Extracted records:
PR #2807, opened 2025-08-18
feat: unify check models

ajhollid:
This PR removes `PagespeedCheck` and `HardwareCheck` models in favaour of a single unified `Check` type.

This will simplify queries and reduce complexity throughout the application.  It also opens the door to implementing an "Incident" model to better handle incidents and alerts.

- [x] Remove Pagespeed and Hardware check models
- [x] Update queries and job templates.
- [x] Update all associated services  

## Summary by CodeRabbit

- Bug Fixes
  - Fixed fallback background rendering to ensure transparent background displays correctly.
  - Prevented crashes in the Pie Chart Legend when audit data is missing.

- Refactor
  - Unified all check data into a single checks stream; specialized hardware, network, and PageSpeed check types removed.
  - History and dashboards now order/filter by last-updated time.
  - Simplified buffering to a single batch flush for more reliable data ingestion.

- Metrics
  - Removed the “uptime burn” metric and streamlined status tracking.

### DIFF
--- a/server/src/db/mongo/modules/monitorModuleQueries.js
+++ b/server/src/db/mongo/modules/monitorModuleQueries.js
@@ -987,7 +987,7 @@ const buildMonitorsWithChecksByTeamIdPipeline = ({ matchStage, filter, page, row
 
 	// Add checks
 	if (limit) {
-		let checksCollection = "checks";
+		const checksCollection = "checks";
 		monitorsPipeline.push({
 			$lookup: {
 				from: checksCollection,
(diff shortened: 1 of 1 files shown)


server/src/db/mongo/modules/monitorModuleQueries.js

» **PROBLEM STATEMENT**
Return the lines above that include the string "monitorModuleQueries".

» **ANSWER BELOW**
--- a/server/src/db/mongo/modules/monitorModuleQueries.js
+++ b/server/src/db/mongo/modules/monitorModuleQueries.js
server/src/db/mongo/modules/monitorModuleQueries.js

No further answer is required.